Dala.ML.Burn.nif_loaded?()
# true
# Is a GPU available?
Dala.ML.Burn.gpu?()
# true on iOS/Android with GPU support
# What device will be used?
Dala.ML.Burn.default_device()
# :gpu or :cpu
# Device name
Dala.ML.Burn.device_name()
# "Metal (Apple GPU)" | "CUDA (NVIDIA GPU)" | "NdArray (CPU)"
# Available backends
Dala.ML.Burn.available_backends()
# [:metal] | [:cuda] | [:vulkan]
# Quick smoke test
Dala.ML.Burn.smoke_test()
# :ok
# Full environment summary
IO.puts(Dala.ML.Burn.summary())2. Configure
# Set ExBurn as the default Nx backend
Dala.ML.Burn.configure!()
# Or with options
Dala.ML.Burn.configure!(device: :gpu)Dala.ML.setup/0 auto-configures Burn when available — no manual setup needed in most cases.
3. Tensors via Burn
# All Nx operations now run through Burn
t = Nx.tensor([1.0, 2.0, 3.0])
Nx.add(t, t) |> Nx.to_list()
# [2.0, 4.0, 6.0]
# Direct Burn tensor creation (bypasses Nx for performance)

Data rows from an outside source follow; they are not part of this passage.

PR #944, opened 2017-11-30
Add new BigBed adapter

cmdcolin:
This PR adds a new class that can access BigBed files.

Luckily, basically all of the logic for parsing BigBed was already there in the bigwig code, so this simply adds a small class that adapts to that (e.g. BigBed doesn't use zoom levels) and fixes a couple things in the existing logic (e.g. "byteLength" instead of "length" for arraybuffer)

Here's a screenshot with a simple bed file

screenshot-localhost-8000-2017-11-30-13-55-45-061

Potentially there are some more intricacies to bigbed that need to be handled but for very simple bed files this sees to works ok


src/JBrowse/Store/SeqFeature/BigWig.js
```diff
@@ -97,7 +97,7 @@ return declare([ SeqFeatureStore, DeferredFeaturesMixin, DeferredStatsMixin ],
     },
 
     _load: function() {
-        this._read( 0, 512, lang.hitch( this, function( bytes ) {
+        this._read( 0, 2000, lang.hitch( this, function( bytes ) {
```
nathandunn: should be 2048?  Not sure it would make any difference.

cmdcolin:
Updated to add ability to render genes encoded in bigbed e.g. gencode

Used https://github.com/dasmoth/gtf2bed to convert gencode annotations to bigbed


screenshot-localhost-2017-12-06-10-49-36-099

Basically the blockstart/blockend defines exons and thickStart and thickEnd intersection with the blocks defines CDS that makes the gene glyph :)

src/JBrowse/Store/SeqFeature/BigWig.js
cmdcolin: The bigbed file I tested had a larger header than 512 so I arbitrarily increased it a little. There might be a better value to use but it doesn't hurt unless maybe there was a empty bigwig/bigbed file less than 2000bytes in length

cmdcolin:
The autosql parsing is now "robustified" and a sample track on the volvox sample data is available

tests/js_tests/spec/BigBed.spec.js
```diff
@@ -0,0 +1,54 @@
...
+                                      }
+                                      return false;
+                                  });
+                      console.log(edenIndex);
+
+                      expect( edenIndex ).toBe( 0 );
+                      expect( features[edenIndex].get('subfeatures').length ).toEqual( 8 );
+                  });
+        }).call();
+
```
rbuels: the expect() calls above should be in an `it()` call, are you sure they are actually running?

have you tested this with larger bigbed files, like human ones?

rbuels: will be awesome to finally get bigbed support!

tests/js_tests/spec/BigBed.spec.js
```diff
@@ -0,0 +1,54 @@
...
+                      var edenIndex;
+                      array.some( features, function(f,i) {
+                                      if( f.get('name') == 'EDEN.1' ) {
+                                          edenIndex = i;
+                                          return true;
+                                      }
+                                      return false;
+                                  });
+                      console.log(edenIndex);
+
```
rbuels: could you remove this log statement?

tests/js_tests/spec/BigBed.spec.js
cmdcolin: I think expect() is the proper way to run assertions inside of the larger it() calls

tests/js_tests/spec/BigBed.spec.js
cmdcolin: Removed :)

tests/js_tests/spec/BigBed.spec.js
cmdcolin: The main things I tested the bigbed code on were ENCODE BigBed files (simple box features) and I manually converted gencode GTF files into BigBed (gene features e.g. mRNA with exons and the thickStart/thickEnd attribute representing boundaries of CDS)

I could make those files available somewhere if there's interest but being human data they are fairly large

rbuels:
Would be easy for you to make `xit` test cases for them, with the download
URL in a comment?

cmdcolin:
That should be fine to add some xit tests. I can try and find a place to out the test files, maybe jbrowse.org server?

rbuels:
Eh I think if you just link to wherever out on the web they are, it will be
fine for now. The links will eventually break, but I’m sure they can be
updated then. Won’t block the automation cause they are xit

cmdcolin:
Found some existing gencode bigbed on trackhubregistry that could work. Example 

ftp://ngs.sanger.ac.uk/production/gencode/update_trackhub/mm10/trackDb.txt
 ftp://ngs.sanger.ac.uk/production/gencode/update_trackhub/hg38/trackDb.txt

cmdcolin:
I grabbed a small variety pack of bigbeds to help aid parsing and just added them to test data in tests/data/human_bigbed and made some tests for them, so no xit needed? unless some gigantic ones are required seems better this way

cmdcolin:
Disclaimer there is a bug that is similar to #780 in the groupFeatures config implemented in this PR where it doesn't get full information about all the transcripts at any given block so if transcripts are of different lengths and can cause weird rendering. Not sure if there's a good fix. That said, you don't have to use that config feature, but it definitely helps grouping all transcripts of the same gene since bigbed doesn't otherwise have that "gene -> transcript" hierarchy

src/JBrowse/Store/SeqFeature/BigBed.js
```diff
@@ -0,0 +1,87 @@
...
+                                subfeatures: []
+                            }
+                        });
+                    }
+                    genes[id].data.subfeatures.push(feature);
+                });
+                Object.keys(genes).forEach(function(name) {
+                    featureCallback(genes[name]);
+                });
+            }
```
rbuels: `groupFeatures` is never going to be robust, because unlike the gff3tabix, there is no parent feature that gives you what span you will need to fetch to get all the subfeatures.  I think we should probably remove `groupFeatures`.

src/JBrowse/Store/SeqFeature/BigWig.js
```diff
@@ -340,6 +356,30 @@ return declare([ SeqFeatureStore, DeferredFeaturesMixin, DeferredStatsMixin ],
         return this.getUnzoomedView();
     },
 
+    parseAutoSql: function(string) {
+        string = string.trim();
+        var res = string.split('\n');
+        this.autoSql = {
+            name: /table\s+(\w+)/.exec(res[0])[1],
```
rbuels: are table names ever quoted? should probably check

src/JBrowse/Store/SeqFeature/BigWig.js
```diff
@@ -340,6 +356,30 @@ return declare([ SeqFeatureStore, DeferredFeaturesMixin, DeferredStatsMixin ],
...
+            description: /"(.*)"/.exec(res[1])[1],
```
rbuels: are descriptions ever single-quoted?

rbuels:
If we want to support grouping genes in gencode, maybe we should just make a gencode store that fetches some rather large hardcoded window and tries to group features in that? Can probably make the groupfeatures work just for gencode.

src/JBrowse/Store/SeqFeature/BigBed.js
cmdcolin: I guess that's true. Unless longest transcript over a region could be used as a proxy for that. I guess remove for now is good though

rbuels:
Also, we can't have hardcoded 'mRNA' feature types. Need to have some kind of configuration scheme for that.

cmdcolin:
RE: hardcoded feature type

I guess if a autoSql contained a "type" field it could set the type of the feature implicitly (in the bed12 it does currently hardcode it mRNA anyways, but that could be reverted to allow otherwise).

In the wild (the gencode data for ex) it has geneBioType which doesn't necessarily map cleanly onto sequenceontology types

rbuels:
@cmdcolin how did you generate docs/tutorial/data_files/volvox.bb? it's got the gencode autoSql schema, which isn't right for what it actually contains

rbuels:
and i can't get `bedToBigBed` to accept an autosql that actually describes it

cmdcolin:
Is it actually incorrect though? It seems like there are 17 columns in the bed and 17 in the gencode.as. Is some field mismatching?

cmdcolin:
Looks like EDEN.1 not showing up in sample data, I think due to an "id collision"

rbuels:
@cmdcolin good catch, fixed in 99f3849bc8877712bbd61647be6e781865ff4b05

bt = Dala.ML.Burn.zeros([3, 3], :f32)
bt = Dala.ML.Burn.ones([2, 4], :f32)
bt = Dala.ML.Burn.rand([2, 4], :f32, 0.0, 1.0)
# Convert between Nx and Burn
{:ok, bt} = Dala.ML.Burn.from_nx(tensor)
{:ok, tensor} = Dala.ML.Burn.to_nx(bt)
# Batch convert
{:ok, bts} = Dala.ML.Burn.from_nx_batch([t1, t2, t3])
{:ok, tensors} = Dala.ML.Burn.to_nx_batch(bts)
# Tensor inspection
Dala.ML.Burn.tensor_shape(bt) # [3, 3]
Dala.ML.Burn.tensor_type(bt) # :f32
Dala.ML.Burn.tensor_numel(bt) # 9
Dala.ML.Burn.tensor_rank(bt) # 2
# Direct Burn tensor operations (no Nx overhead)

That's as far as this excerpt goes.